◆ To do: Every line below that holds the string "regular" should be copied.

=== Data for processing ===

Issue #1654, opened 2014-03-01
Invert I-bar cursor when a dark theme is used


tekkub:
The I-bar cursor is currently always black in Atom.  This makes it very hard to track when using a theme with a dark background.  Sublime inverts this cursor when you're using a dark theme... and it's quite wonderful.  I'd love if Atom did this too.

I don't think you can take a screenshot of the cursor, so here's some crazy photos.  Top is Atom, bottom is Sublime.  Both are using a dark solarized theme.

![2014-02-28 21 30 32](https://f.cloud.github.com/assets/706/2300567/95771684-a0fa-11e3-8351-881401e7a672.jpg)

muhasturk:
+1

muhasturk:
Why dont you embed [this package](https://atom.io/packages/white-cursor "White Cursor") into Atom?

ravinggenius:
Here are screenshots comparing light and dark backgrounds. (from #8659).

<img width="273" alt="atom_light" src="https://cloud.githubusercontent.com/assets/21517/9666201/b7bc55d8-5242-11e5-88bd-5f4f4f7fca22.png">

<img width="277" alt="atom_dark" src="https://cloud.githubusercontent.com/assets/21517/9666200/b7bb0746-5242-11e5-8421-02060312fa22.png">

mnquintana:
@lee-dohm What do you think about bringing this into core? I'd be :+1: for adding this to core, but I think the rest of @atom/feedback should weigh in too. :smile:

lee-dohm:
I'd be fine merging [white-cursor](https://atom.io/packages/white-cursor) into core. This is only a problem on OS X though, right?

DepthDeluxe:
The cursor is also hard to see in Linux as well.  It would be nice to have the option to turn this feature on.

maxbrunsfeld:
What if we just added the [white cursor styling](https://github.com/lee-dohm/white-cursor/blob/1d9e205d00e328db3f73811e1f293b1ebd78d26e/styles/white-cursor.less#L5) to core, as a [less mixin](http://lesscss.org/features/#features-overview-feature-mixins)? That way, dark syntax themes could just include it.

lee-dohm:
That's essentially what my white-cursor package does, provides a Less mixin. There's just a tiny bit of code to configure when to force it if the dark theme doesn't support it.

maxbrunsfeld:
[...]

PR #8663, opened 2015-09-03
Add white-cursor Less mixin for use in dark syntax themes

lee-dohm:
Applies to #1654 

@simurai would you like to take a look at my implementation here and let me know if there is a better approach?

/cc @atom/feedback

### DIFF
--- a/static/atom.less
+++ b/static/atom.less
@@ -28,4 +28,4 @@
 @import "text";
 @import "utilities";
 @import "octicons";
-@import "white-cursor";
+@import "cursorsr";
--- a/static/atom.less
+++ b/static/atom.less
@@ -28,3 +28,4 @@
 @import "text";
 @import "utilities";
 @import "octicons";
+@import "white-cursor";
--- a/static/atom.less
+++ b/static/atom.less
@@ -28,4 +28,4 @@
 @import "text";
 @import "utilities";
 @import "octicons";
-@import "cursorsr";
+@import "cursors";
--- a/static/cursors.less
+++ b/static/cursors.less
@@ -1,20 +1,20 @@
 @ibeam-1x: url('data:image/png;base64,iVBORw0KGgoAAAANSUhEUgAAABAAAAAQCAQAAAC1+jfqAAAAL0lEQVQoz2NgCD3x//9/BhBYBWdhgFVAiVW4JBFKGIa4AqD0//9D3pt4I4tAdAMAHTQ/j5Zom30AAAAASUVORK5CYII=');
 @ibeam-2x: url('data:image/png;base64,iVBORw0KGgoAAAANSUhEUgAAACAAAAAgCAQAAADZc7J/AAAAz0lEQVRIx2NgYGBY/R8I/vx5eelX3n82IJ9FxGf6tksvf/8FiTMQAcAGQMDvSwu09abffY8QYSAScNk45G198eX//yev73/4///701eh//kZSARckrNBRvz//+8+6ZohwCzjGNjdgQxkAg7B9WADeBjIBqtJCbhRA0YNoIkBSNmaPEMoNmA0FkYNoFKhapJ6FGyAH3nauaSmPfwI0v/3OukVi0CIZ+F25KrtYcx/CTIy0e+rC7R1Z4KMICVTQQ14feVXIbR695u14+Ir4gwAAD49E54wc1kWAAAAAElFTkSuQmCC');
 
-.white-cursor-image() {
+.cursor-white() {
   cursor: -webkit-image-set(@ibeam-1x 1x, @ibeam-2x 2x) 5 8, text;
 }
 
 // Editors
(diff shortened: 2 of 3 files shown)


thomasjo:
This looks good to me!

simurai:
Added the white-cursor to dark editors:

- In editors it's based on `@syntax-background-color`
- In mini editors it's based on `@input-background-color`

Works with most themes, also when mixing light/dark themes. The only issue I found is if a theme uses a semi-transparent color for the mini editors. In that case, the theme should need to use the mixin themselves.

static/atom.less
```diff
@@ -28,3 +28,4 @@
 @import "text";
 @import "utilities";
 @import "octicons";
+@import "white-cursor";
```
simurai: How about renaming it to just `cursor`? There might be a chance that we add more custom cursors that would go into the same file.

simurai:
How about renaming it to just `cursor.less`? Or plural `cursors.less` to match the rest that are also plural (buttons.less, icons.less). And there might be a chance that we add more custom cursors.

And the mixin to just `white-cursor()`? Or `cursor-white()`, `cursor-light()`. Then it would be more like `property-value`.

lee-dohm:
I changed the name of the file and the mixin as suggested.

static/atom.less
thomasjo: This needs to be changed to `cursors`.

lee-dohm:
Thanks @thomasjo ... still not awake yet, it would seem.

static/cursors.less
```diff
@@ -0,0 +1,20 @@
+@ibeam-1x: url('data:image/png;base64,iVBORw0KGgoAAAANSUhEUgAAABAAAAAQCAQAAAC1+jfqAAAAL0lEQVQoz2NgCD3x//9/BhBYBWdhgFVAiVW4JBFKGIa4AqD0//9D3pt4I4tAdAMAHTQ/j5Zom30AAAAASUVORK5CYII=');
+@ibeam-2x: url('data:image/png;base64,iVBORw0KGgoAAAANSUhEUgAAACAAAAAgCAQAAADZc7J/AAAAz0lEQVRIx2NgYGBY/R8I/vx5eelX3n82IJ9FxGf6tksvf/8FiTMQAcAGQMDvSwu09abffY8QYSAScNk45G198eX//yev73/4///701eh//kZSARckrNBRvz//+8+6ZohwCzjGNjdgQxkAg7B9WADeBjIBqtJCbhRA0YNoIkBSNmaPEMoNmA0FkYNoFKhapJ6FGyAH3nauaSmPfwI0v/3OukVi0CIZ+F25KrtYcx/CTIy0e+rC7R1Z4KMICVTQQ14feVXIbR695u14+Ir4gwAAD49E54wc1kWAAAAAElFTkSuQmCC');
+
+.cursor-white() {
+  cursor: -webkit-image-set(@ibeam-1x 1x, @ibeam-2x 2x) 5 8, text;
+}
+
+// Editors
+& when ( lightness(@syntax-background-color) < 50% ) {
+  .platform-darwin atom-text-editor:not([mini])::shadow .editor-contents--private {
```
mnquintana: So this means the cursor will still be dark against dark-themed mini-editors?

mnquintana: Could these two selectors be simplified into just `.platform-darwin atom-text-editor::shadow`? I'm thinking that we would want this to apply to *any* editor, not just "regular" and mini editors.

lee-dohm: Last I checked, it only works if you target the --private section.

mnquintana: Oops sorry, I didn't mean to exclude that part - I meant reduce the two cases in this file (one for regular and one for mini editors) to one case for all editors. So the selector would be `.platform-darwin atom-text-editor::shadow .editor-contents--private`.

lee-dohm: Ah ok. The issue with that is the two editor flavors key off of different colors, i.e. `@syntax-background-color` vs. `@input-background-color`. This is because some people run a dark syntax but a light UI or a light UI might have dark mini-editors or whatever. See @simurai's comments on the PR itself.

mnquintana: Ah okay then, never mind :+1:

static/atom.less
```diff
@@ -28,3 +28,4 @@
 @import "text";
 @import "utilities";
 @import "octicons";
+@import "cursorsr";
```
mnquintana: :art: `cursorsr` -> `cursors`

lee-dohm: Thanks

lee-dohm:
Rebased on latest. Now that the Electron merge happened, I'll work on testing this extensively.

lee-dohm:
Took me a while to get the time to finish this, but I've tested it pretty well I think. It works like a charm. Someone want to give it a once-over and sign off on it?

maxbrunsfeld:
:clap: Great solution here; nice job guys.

===
=== Data for processing ===

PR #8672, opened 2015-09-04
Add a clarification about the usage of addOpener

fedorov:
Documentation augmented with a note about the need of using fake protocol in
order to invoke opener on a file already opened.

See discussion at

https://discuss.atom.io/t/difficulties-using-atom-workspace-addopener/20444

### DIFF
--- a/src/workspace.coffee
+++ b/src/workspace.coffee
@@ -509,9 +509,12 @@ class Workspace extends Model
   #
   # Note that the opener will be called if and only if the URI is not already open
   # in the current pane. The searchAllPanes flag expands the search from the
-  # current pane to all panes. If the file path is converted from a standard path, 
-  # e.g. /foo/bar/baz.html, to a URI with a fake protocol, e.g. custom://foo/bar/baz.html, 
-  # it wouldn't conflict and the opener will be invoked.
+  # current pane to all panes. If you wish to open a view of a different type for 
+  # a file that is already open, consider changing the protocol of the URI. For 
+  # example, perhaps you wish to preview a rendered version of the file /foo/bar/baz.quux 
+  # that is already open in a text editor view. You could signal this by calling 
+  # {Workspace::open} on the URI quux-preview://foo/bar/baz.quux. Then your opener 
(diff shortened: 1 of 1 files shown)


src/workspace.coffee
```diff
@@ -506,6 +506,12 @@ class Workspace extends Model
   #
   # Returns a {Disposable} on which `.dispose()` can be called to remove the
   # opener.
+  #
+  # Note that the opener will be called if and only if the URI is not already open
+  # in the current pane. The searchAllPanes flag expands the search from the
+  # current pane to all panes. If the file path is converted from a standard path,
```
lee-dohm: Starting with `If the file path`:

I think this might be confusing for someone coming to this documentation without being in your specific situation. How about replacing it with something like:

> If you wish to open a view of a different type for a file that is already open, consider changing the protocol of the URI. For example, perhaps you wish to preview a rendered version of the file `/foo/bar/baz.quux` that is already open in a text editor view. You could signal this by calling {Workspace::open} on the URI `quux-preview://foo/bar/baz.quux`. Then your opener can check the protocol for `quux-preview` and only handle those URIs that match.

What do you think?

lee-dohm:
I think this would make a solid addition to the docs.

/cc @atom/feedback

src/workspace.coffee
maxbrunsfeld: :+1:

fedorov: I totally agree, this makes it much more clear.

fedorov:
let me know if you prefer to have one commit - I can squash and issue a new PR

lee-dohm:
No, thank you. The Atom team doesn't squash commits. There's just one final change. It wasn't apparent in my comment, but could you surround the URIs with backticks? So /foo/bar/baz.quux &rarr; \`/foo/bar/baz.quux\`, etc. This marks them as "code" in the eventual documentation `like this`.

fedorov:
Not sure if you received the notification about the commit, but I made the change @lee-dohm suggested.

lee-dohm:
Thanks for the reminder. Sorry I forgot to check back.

===

◆ Response to the exercise:
mnquintana: Could these two selectors be simplified into just `.platform-darwin atom-text-editor::shadow`? I'm thinking that we would want this to apply to *any* editor, not just "regular" and mini editors.
mnquintana: Oops sorry, I didn't mean to exclude that part - I meant reduce the two cases in this file (one for regular and one for mini editors) to one case for all editors. So the selector would be `.platform-darwin atom-text-editor::shadow .editor-contents--private`.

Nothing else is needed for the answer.